Segmenting data concepts
Before explaining data segments, we have to review basic statistical concepts such as mean and standard deviation. The reason is that each segment has a mean, or central, value, and each point is separated from the central point. The best case is that this separation of points from the mean point is as small as possible for each segment of data.
For the group of data in Figure 1.1, we will explain the mean and the separation of each point from the center measured by the standard deviation:
The mean of the data on the left of the chart is 204. The group's centroid is represented by the middle line in Figure 1.1.
The standard deviation for this data is 12.49. So, the data upper limit is 216.49 and the lower limit is 191.51.
The standard deviation is the average separation of all the points from the centroid of the segment. It affects the grouping segments, as we want compact groups with a small separation between the group's data points. A small standard deviation means a smaller distance from the group's points to the centroid. The best case for the data segments is that these data points are as close as possible to the centroid. So, the standard deviation of the segment must be a small value.
Now, we will explore four segments of a group of data. We will find out whether all the segments are optimal, and whether the points are close to their respective centroids.
In Figure 1.2, the left column is sales revenue data. The right column is the data segments:
We have four segments, and we will analyze the mean and the standard deviation to see whether the points have an optimal separation from the centroid. The separation is given by the standard deviation.
Figure 1.3 is the chart for all the data points in Figure 1.2. We can identify four possible segments by simple visual analysis:
We will analyze the centroid and the separation of the points for each segment in Figure 1.3. We can see that the group between 0 and 60 on the y axis is probably an outlier because the revenue is very low compared with the rest of the segments. The other groups appear to be compact around their respective centroid. We will confirm this in the charts of each segment.

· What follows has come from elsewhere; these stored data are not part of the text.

PR #126, opened 2022-04-28
SH: Cleanup the main SH routine

danielhollas:
This is mostly just moving code out of the main SH loop into separate subroutines. 

One minor breaking change is that I have renamed the files in which we store geometries where the hop occured. 
Instead of `geom.<oldstate>.<newstate>.timestep>` we have `hopgeom.oldstate.newstate.timestep.xyz`

Changes in test files are due to random number state, since we are now calculateing hopping probabilities even if hopping is forbidden via `nohop=1`. We now print a warning if a hop is ignored because of this setting.


src/surfacehop.F90
```diff
@@ -668,76 +643,27 @@ subroutine surfacehop(x, y, z, vx, vy, vz, vx_old, vy_old, vz_old, dt, eclas)
...
-            ! Auxiliary calculations of probabilities on a number line
-            prob = 0.0D0
-            if (ist == 1) then
-               ! If we are in the ground state, we cannot jump into the ground state :-)
-               prob(1) = 0.0D0
-            else
-               ! Probability of jumping from the current state to the ground state
-               prob(1) = t(ist, 1)
-            end if
+         call random_hop(transmat=t, old_state=ist, new_state=ihop)
```
danielhollas, line 646: It might be worth checking out these changes locally to see that the main SH loop is now much cleaner. :blush:

suchanj (approved):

The mean for the first segment is 18.775. The standard deviation is 15.09. That means there is a lot of variation around the centroid. This segment is not very compact, as we can see in Figure 1.4. The data is scattered and not close to the centroid value of 18.775:
The centroid of this segment is 18.775. The separation of the points measured by the standard deviation is 15.06. The points fall in the range of 3 to 33. That means the separation is wide and the segment is not compact. An explanation for this type of segment is that the points are outliers. They are points that do not have normal behavior and deserve special analysis to research. When we have points that are outside the normal operation values, for example, transactions with smaller amounts than normal at places and times that do not correspond to the rest of the data, we have to do deeper research because they could be indicators of fraud. Or, maybe they are sales that occur only at specific times of the month or year.
The second segment is more compact than the first one. The mean is 204 and there's a small standard deviation of 12.49. The upper limit is 216 and the lower limit is 192. This is an example of a good segmentation group. The distance from the data points to the centroid is small.
Next is segment number three:
The mean is 204, the upper limit is 216, and the lower limit is 192. By the standard deviation of the points, we also conclude that the segment is compact enough to give reliable information.
The points are close to the centroid, so the behavior of the members of the group or segment is very similar.
Segment number four is the smallest of all. It is shown in Figure 1.7:
The limits are 62 and 86 and the mean is 74. Figure 1.3 shows that segment four is the group with the second-lowest revenue after segment one. But segment one is scattered with a large standard deviation, so it is a not compact group, and the information is not reliable.
After reviewing the four segments, we conclude that segment number one is the lowest revenue group. It also has the highest separation of points from its centroid. It is probably an outlier and represents the non-regular behavior of sales.
In this section, we reviewed the basic statistical concepts and how they relate to segmentation. We learned that the best-case scenario is to have compact groups with a small standard deviation from the group's mean. It is important to follow up on the points that are outside the groups. These outliers (with very different behavior compared with the rest of the values) could be indicators of fraud. In the next section, we will apply these concepts to multi-variable analysis. We will have groups with two or more variables.